* [TASK]: The material below contains a line with "After the e805cae6a upstream sync, queued" and a line with "## 2. Expected best-effort fallback semantics". Copy exactly those two lines and all lines between them.

- Opening Delimiter -

PR #1375, opened 2026-08-20
fix: degrade cold-rebuild session bootstrap to initial context (sealed_session_bootstrap_unavailable)

### LINKED ISSUE #1376: cold-rebuild invocations enter permanent retry loop on Session #1 (sealed_session_bootstrap_unavailable)
Split-out symptom anchor for #1375 (which was split from #1374 per maintainer review). Follows the four-point format requested in the #1375 review.

## Symptom

After the e805cae6a upstream sync, queued invocations whose session chain has **no sealed prior session** (Session #1) fail with `sealed_session_bootstrap_unavailable` (thrown from `QueueProcessor.executeEntry`) and retry indefinitely — the queue entry never reaches a terminal state.

## 1. Exact reproduction (Session #1 / no-sealed-prior)

Preconditions: a cat whose session chain has never sealed a session (e.g. a freshly provisioned cat, or a chain wiped by machine restart — observed live with venti's never-sealed chain).

1. Machine restart drops in-memory invocation state; queued entries rebuild context via the cold-rebuild path (context-continuity)
2. Cold rebuild calls `buildSessionBootstrap`; for Session #1 there is no sealed prior, so it returns `null` by design
3. `route-serial` / `route-parallel` cold-rebuild call sites (pre-fix) treated `null` as fatal and threw `sealed_session_bootstrap_unavailable`
4. The error is classified retryable; the entry re-runs and hits the identical precondition

## 2. Expected best-effort fallback semantics

`buildSessionBootstrap` documents `null` as normal for Session #1 (`SessionBootstrap.ts`: *"Returns null if cat is on Session #1 (no prior context to inject)"*), and the **initial** bootstrap call is already best-effort (null/throw silently skipped). The rebuild path must match: degrade to the initial bootstrap context with a `warn` log, not fail the invocation.

## 3. Evidence the retry is permanent, not bounded recovery

- **Structural**: no-sealed-prior is a *persistent* chain state. The invocation that would seal Session #1 is exactly the invocation being blocked, so no retry can ever satisfy the precondition — a deterministic egg-and-chicken loop, not a transient condition that bounded retry could outlast.
- **Production**: the error was observed from 2026-08-19 ~08:54 UTC through fix deployment on 2026-08-20 — ~20 hours with no self-heal across multiple queue retries and process restarts (22+ distinct `QueueProcessor.executeEntry` stack captures in production logs; alongside the fan-out wedge in #1371's thread, this contributed to "8/9 cats failed terminal, 1 cat stuck in infinite retry backoff").
- **Post-fix contrast**: after the degradation deployed, this error went to zero; the never-sealed chain proceeded with the initial bootstrap context.

## 4. Regression cases (serial / parallel / remedial rebuild)

1. **serial**: route-serial rebuild with no sealed prior → degrades to initial context, invocation proceeds, `warn` logged
2. **parallel**: route-parallel rebuild with no sealed prior → same degradation, sibling targets unaffected
3. **remedial**: remedial rebuild path with no sealed prior → degrades to bare remedial prompt instead of failing

All three call sites are covered by the fix in #1375 (`route-serial` rebuild + remedial, `route-parallel` rebuild).

## Fix

#1375 (branch `pr/cold-rebuild-bootstrap-degradation`, +34/−7) — already verified: tsc clean, route series 254/254, a2a series 131/131, full CI green on c4296ed86.

Related: #1371 (consolidated incident — fan-out instance; this symptom is a distinct failure boundary), #1374 (fan-out custody fix).

Co-Authored-By: Claude <noreply@anthropic.com>

solcao-git:
Closes #1376 — dedicated accepted-anchor candidate for this symptom (split out from #1374 per maintainer review; different failure/rollback boundary from the fan-out custody fix).

## Problem

After the e805cae6a upstream sync, invocations hitting the cold-rebuild path (context-continuity) with **no sealed prior session** (Session #1 — normal semantics, e.g. a never-sealed chain) entered a **permanent retry loop** with `sealed_session_bootstrap_unavailable`:

- `buildSessionBootstrap` returns `null` when the session chain has no sealed prior — documented as normal for Session #1
- The cold-rebuild call sites in `route-serial.ts` / `route-parallel.ts` treated `null` as fatal and threw
- The initial bootstrap call was already best-effort (null/throw silently skipped) — only the rebuild path was fatal

## Fix

The rebuild path now degrades to the initial bootstrap context with a `warn` log instead of throwing, aligning with the initial call's best-effort semantics. Three call sites covered: route-serial rebuild, route-parallel rebuild, route-serial remedial rebuild.

Reproduction / expected semantics / permanent-retry evidence / regression-case spec: see #1376 (four-point format per maintainer request).

## Verification

- `tsc` — zero structural errors
- route-serial + route-parallel test series: **254/254 pass**
- a2a series: **131/131 pass**
- Full CI green on c4296ed86 (Lint / Build / Test Windows / Test Public / Directory Size Guard)

Related: #1371 (consolidated incident; distinct failure boundary), #1374 (fan-out custody fix).

Co-Authored-By: Claude <noreply@anthropic.com>

### DIFF
--- a/packages/api/src/domains/cats/services/agents/routing/route-parallel.ts
+++ b/packages/api/src/domains/cats/services/agents/routing/route-parallel.ts
@@ -904,14 +904,23 @@ export async function* routeParallel(
         rebuildSessionBootstrap && assemblePromptAfterSeal
           ? async () => {
               const refreshed = await rebuildSessionBootstrap();
-              if (!refreshed) throw new Error('sealed_session_bootstrap_unavailable');
-              if (refreshed.pushRecallPresentations?.length) {
+              if (!refreshed) {
+                // buildSessionBootstrap returns null when the chain has no sealed
+                // prior (Session #1) — a NORMAL condition on cold-rebuild paths
+                // (context-continuity), not a fatal error. Align with the initial
+                // best-effort bootstrap call: degrade to the initial context.
+                log.warn(
+                  { catId, threadId },
+                  '[routeParallel] session bootstrap rebuild returned no sealed prior; degrading to initial bootstrap context',
+                );
+              }
+              if (refreshed?.pushRecallPresentations?.length) {
                 pushRecallPresentationsByCat.set(catId, [
                   ...(pushRecallPresentationsByCat.get(catId) ?? []),
                   ...refreshed.pushRecallPresentations,
                 ]);
               }
-              let rebuilt = assemblePromptAfterSeal(refreshed.text);
+              let rebuilt = assemblePromptAfterSeal(refreshed?.text ?? bootstrapCtx);
               if (conciergeSearchContextForCat) rebuilt = `${rebuilt}\n${conciergeSearchContextForCat}`;
               if (routeLevelNudgePromptContext) rebuilt = `${rebuilt}\n${routeLevelNudgePromptContext}`;
               return rebuilt;
--- a/packages/api/src/domains/cats/services/agents/routing/route-serial.ts
+++ b/packages/api/src/domains/cats/services/agents/routing/route-serial.ts
@@ -1587,11 +1587,20 @@ export async function* routeSerial(
         rebuildSessionBootstrap && assemblePromptAfterSeal
           ? async () => {
               const refreshed = await rebuildSessionBootstrap();
-              if (!refreshed) throw new Error('sealed_session_bootstrap_unavailable');
-              if (refreshed.pushRecallPresentations?.length) {
+              if (!refreshed) {
+                // buildSessionBootstrap returns null when the chain has no sealed
+                // prior (Session #1) — a NORMAL condition on cold-rebuild paths
+                // (context-continuity), not a fatal error. Align with the initial
+                // best-effort bootstrap call: degrade to the initial context.
+                log.warn(
+                  { catId, threadId },
+                  '[routeSerial] session bootstrap rebuild returned no sealed prior; degrading to initial bootstrap context',
+                );
+              }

- Closing Delimiter -

* [WRITTEN SOLUTION]:
After the e805cae6a upstream sync, queued invocations whose session chain has **no sealed prior session** (Session #1) fail with `sealed_session_bootstrap_unavailable` (thrown from `QueueProcessor.executeEntry`) and retry indefinitely — the queue entry never reaches a terminal state.

## 1. Exact reproduction (Session #1 / no-sealed-prior)

Preconditions: a cat whose session chain has never sealed a session (e.g. a freshly provisioned cat, or a chain wiped by machine restart — observed live with venti's never-sealed chain).

1. Machine restart drops in-memory invocation state; queued entries rebuild context via the cold-rebuild path (context-continuity)
2. Cold rebuild calls `buildSessionBootstrap`; for Session #1 there is no sealed prior, so it returns `null` by design
3. `route-serial` / `route-parallel` cold-rebuild call sites (pre-fix) treated `null` as fatal and threw `sealed_session_bootstrap_unavailable`
4. The error is classified retryable; the entry re-runs and hits the identical precondition

## 2. Expected best-effort fallback semantics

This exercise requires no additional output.